◆ TRY IT
Below are the records; restate all of them word for word.

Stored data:
-*-*-

PR #11428, opened 2021-10-26
add root_cert_ttl option for consul connect, vault ca providers

FFMMM:
#### Overview

This change adds an option to the `CommonCA` config to allow a `root_cert_ttl` value which will control the TTL (time to live) for root certs issued by supported CA providers. It's mostly plumbing.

-*-*-

◆ WRITTEN SOLUTION
PR #11428, opened 2021-10-26
add root_cert_ttl option for consul connect, vault ca providers

FFMMM:
#### Overview

This change adds an option to the `CommonCA` config to allow a `root_cert_ttl` value which will control the TTL (time to live) for root certs issued by supported CA providers. It's mostly plumbing.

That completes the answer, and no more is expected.